[EXERCISE AIM] "return" is the word to look for; copy each line of the listing where it occurs.
+++ DATA SECTION +++
PR #4431, opened 2018-10-08
easteregg/update_eslint

easteregg:


negarn:
you will need to fix the eslint errors in the same PR 🙂

src/javascript/landing_pages/common.js
```diff
@@ -98,7 +98,7 @@ function isBinaryApp() {
 }
 
 function getAppId() {
-    return localStorage.getItem('config.app_id') || (isBinaryApp() ? '14473' : (/staging\.binary\.com/i.test(window.location.hostname) ? '1098' : '1'));
+    return localStorage.getItem('config.app_id') || (isBinaryApp() ? '14473' : (/staging\.binary\.com/i.test(window.location.hostname) ? '1098' : '1')); // eslint-disable-line no-nested-ternary
```
negarn: better to fix it than ignore it?

.eslintrc.js
```diff
@@ -32,6 +32,7 @@ module.exports = {
         'space-in-parens'                   : ['error', 'never'],
         'space-infix-ops'                   : 'error',
         'space-unary-ops'                   : 'error',
+        'no-multiple-empty-lines'           : ["error", { "max": 1, "maxEOF": 1 }],
```
binary-hamedanchi: Not an issue, but would appreciate it if it follows the same style currently used here. 🙂 
(to put in alphabetical order and use single quotes)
+++
[TASK RESULT]
-    return localStorage.getItem('config.app_id') || (isBinaryApp() ? '14473' : (/staging\.binary\.com/i.test(window.location.hostname) ? '1098' : '1'));
+    return localStorage.getItem('config.app_id') || (isBinaryApp() ? '14473' : (/staging\.binary\.com/i.test(window.location.hostname) ? '1098' : '1')); // eslint-disable-line no-nested-ternary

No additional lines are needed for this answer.